Lastly, you can use sprintf-style % escapes in the template. This works slightly differently than the previous methods; you are responsible for ensuring that the values in the template are properly quoted. The values are passed to the connector for quoting, but the caller is responsible for ensuring they are enclosed in quotes in the resulting SQL. After quoting, the values are inserted using the same escapes as the Ruby core method Kernel::sprintf.

User.where(["name = '%s' and email = '%s'", "Joe", "joe@example.com"])
# SELECT * FROM users WHERE name = 'Joe' AND email = 'joe@example.com';

If #where is called with multiple arguments, these are treated as if they were passed as the elements of a single array.

User.where("name = :name and email = :email", { name: "Joe", email: "joe@example.com" })
# SELECT * FROM users WHERE name = 'Joe' AND email = 'joe@example.com';

When using strings to specify conditions, you can use any operator available from the database. While this provides the most flexibility, you can also unintentionally introduce dependencies on the underlying database. If your code is intended for general consumption, test with multiple database backends.

hash

#where will also accept a hash condition, in which the keys are fields and the values are values to be searched for.

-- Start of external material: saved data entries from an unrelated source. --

PR #698, opened 2026-07-13
aggregator: add free-floating sessions query

### LINKED ISSUE #683: aggregator: sessions query for free-floating vessels/sessions (attachables, persistent agents)

rjwittams:
Closes #683.

## What changed

- add a typed `sessions` named query with `SessionRow` and independent query sequencing
- project running free-floating terminal and persistent-agent sessions while excluding convoy-owned sessions
- include session result sets in subscription replay, local fleet snapshots, and replica union
- advertise attach references only when the daemon can resolve them
- recompute attach capabilities when their environment changes
- bump the wire protocol version for the new query variant

## Why

The aggregator only exposed the convoy query after #684. Consumers preparing the free-floating vessel/session UI need a fleet-aware, subscribable result set for running sessions, including truthful attach capability and repository/host context.

## Impact

Clients can subscribe to `QueryId::Sessions` alongside convoys and receive typed full results and deltas. Fleet replicas carry and merge the same query. Sessions associated with convoys remain absent from this result set.

## Validation

- independent standards and issue-spec review, with all findings resolved

### DIFF
--- a/crates/flotilla-core/src/aggregator_projection.rs
+++ b/crates/flotilla-core/src/aggregator_projection.rs
@@ -8,7 +8,7 @@
 use std::{collections::HashMap, sync::Arc};
 
 use flotilla_protocol::{
-    result_set::{ConvoyRow, QueryId, ResultSet, Rows},
+    result_set::{ConvoyRow, QueryId, ResultSet, Rows, SessionRow},
     HostName, ResourceRef,
 };
 use tokio::sync::{RwLock, RwLockWriteGuard};
@@ -26,6 +26,16 @@ impl QueryRow for ConvoyRow {
 
     fn into_rows(rows: Vec<Self>) -> Rows {
         Rows::Convoys(rows)
+    }
+}
+
+impl QueryRow for SessionRow {
+    fn resource(&self) -> &ResourceRef {
+        &self.resource
+    }
+
+    fn into_rows(rows: Vec<Self>) -> Rows {
+        Rows::Sessions(rows)
     }
 }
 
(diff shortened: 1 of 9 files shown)


rjwittams:
Fixed the protocol compatibility issue in 67c7ebd6 by bumping PROTOCOL_VERSION from 9 to 10. The repeated-session-scan observation is valid but outside this PR’s scope; filed as #700 for follow-up.

PR #855, opened 2026-07-22
fix: resolve convoy PR refs from peer data

### LINKED ISSUE #846: fix: convoy PR references only resolve for local-vessel convoys
Observed 2026-07-22 with five convoys running (all dispatched from kiwi, all in kiwi's store): every convoy branch has an **open PR** —

| convoy | vessel host | PR | TUI shows ref |
|---|---|---|---|
| socket-path-sunlen-fix | kiwi | #844 | yes |
| issues-panel-default-sort-id | kiwi | #842 | yes |
| convoy-lifecycle-teardown | feta | #839 | **no** |
| crew-handoff-provenance | feta | #841 | **no** |
| multi-select-dispatch | feta | #845 | **no** |

— yet the convoy rows show PR references only where the vessel is local. The #827 resolver (`resolve_convoy_change_request`) is branch-keyed against the *local tracked repo's* change-request provider and the convoy's admission-snapshotted `repository_keys`, all of which are identical across the five, so host should be irrelevant; 3/3 vs 2/2 says something host-correlated leaks into the path.

Hypotheses to check first:
- refresh triggering: `refresh_change_request` on convoy events + `RepoRefreshCompleted` → does refresh-all actually re-resolve convoys that previously resolved to None, or does something (retain/remove logic in `convoy_change_requests`) skip them?
- ResourceRef/host qualification: rows for remote-vessel convoys built through a path that keys `convoy_change_requests` differently (host-qualified ref) than the resolver stored.
- provider selection filtered by vessel/checkout host rather than repository key.

Note: whichever it is, add the missing regression test with a remote-vessel convoy — #827's tests presumably only cover local vessels, same class of gap as #837.

Acceptance:
- [ ] Remote-vessel convoy with an open PR shows the ref, same latency as local
- [ ] Regression test with a remote-placed convoy in the fixture

rjwittams:
## What changed

- Resolve convoy change-request refs from cached merged provider data when the repo is virtual or peer-backed, while preserving live provider lookup for local tracked roots.
- Retry convoy PR resolution when repo snapshots or deltas arrive, not only on `RepoRefreshCompleted`.
- Add regression coverage for a virtual remote repo with peer PR data and for the aggregator snapshot refresh trigger.

## Why

Remote-placed convoys can be persisted on the target daemon where the matching repository is represented as a virtual/peer-backed repo. The previous resolver only looked at the preferred local root's change-request providers, so those convoys could resolve to `None` even though peer provider data already contained the open PR.

Closes #846

## Validation

### DIFF
--- a/crates/flotilla-core/src/in_process.rs
+++ b/crates/flotilla-core/src/in_process.rs
@@ -115,6 +115,10 @@ fn host_name_for_provider_environment(providers: &ProviderData, environment_id: 
     candidates.into_iter().next()
 }
 
+fn cached_change_request_by_branch(providers: &ProviderData, branch: &str) -> Option<(String, flotilla_protocol::ChangeRequest)> {
+    providers.change_requests.iter().find(|(_, request)| request.branch == branch).map(|(id, request)| (id.clone(), request.clone()))
+}
+
 fn static_ssh_environment_id(config_key: &str) -> EnvironmentId {
     let mut encoded = String::with_capacity(config_key.len() * 2);
     for byte in config_key.as_bytes() {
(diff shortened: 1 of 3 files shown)


rjwittams:
Fixed the hot-loop concern in the follow-up commit. The aggregator now fingerprints each repo's change-request provider data and only re-resolves convoy PR refs when a RepoSnapshot changes that fingerprint or a RepoDelta carries Change::ChangeRequest entries. Empty and unchanged snapshots no longer wake refresh_all_change_requests(), and there is a regression test covering that unchanged-snapshot path.

I left the peer-cache terminal-state behavior as an explicit trade-off of the cached provider data path: live local trackers still win first and continue to query state=all, while peer/virtual rows can only reflect the mirrored provider cache currently available from the remote vessel.

rjwittams:
Confirmed intentional for this patch. The cached fallback is meant to keep convoy rows decorated from the best mirrored data available when the live path cannot produce a match. The refresh cadence should correct stale cache hits, and surfacing provider errors from that mixed live/cache path would need a separate UI/error-state decision. I would handle that as follow-up rather than expanding this fix.

PR #856, opened 2026-07-22
fix: retire crew sessions during convoy teardown

### LINKED ISSUE #852: convoy teardown leaves crew terminal sessions running
## What happened

After the first gated convoy deletes on the new #839 teardown path (feta, 2026-07-22, convoys `multi-select-dispatch` and `flotilla-resource-inspect`): both checkout worktrees were correctly verified (Clean ∧ Pushed ∧ Landed) and removed, but both crew cleat sessions survived the teardown — `terminal-multi-select-dispatch-work-coder` was left as a detached codex process whose cwd is a deleted directory.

Fields can be symbols or strings. Values can be single values, arrays, or ranges.

User.where({ name: "Joe", email: "joe@example.com" })
# SELECT * FROM users WHERE name = 'Joe' AND email = 'joe@example.com'

User.where({ name: ["Alice", "Bob"]})
# SELECT * FROM users WHERE name IN ('Alice', 'Bob')

User.where({ created_at: (Time.now.midnight - 1.day)..Time.now.midnight })
# SELECT * FROM users WHERE (created_at BETWEEN '2012-06-09 07:00:00.000000' AND '2012-06-10 07:00:00.000000')

In the case of a belongs_to relationship, an association key can be used to specify the model if an ::ActiveRecord object is used as the value.

author = Author.find(1)

# The following queries will be equivalent:
Post.where(author: author)
Post.where(author_id: author)

This also works with polymorphic belongs_to relationships:

treasure = Treasure.create(name: 'gold coins')
treasure.price_estimates << PriceEstimate.create(price: 125)

# The following queries will be equivalent:
PriceEstimate.where(estimate_of: treasure)
PriceEstimate.where(estimate_of_type: 'Treasure', estimate_of_id: treasure)

Joins

If the relation is the result of a join, you may create a condition which uses any of the tables in the join. For string and array conditions, use the table name in the condition.

User.joins(:posts).where("posts.created_at < ?", Time.now)

For hash conditions, you can either use the table name in the key, or use a sub-hash.

User.joins(:posts).where({ "posts.published" => true })
User.joins(:posts).where({ posts: { published: true } })

no argument

If no argument is passed, #where returns a new instance of QueryMethods::WhereChain, that can be chained with #not to return a new relation that negates the where clause.

User.where.not(name: "Jon")
# SELECT * FROM users WHERE name != 'Jon'

See WhereChain for more details on #not.

blank condition

If the condition is any blank-ish object, then #where is a no-op and returns the current relation.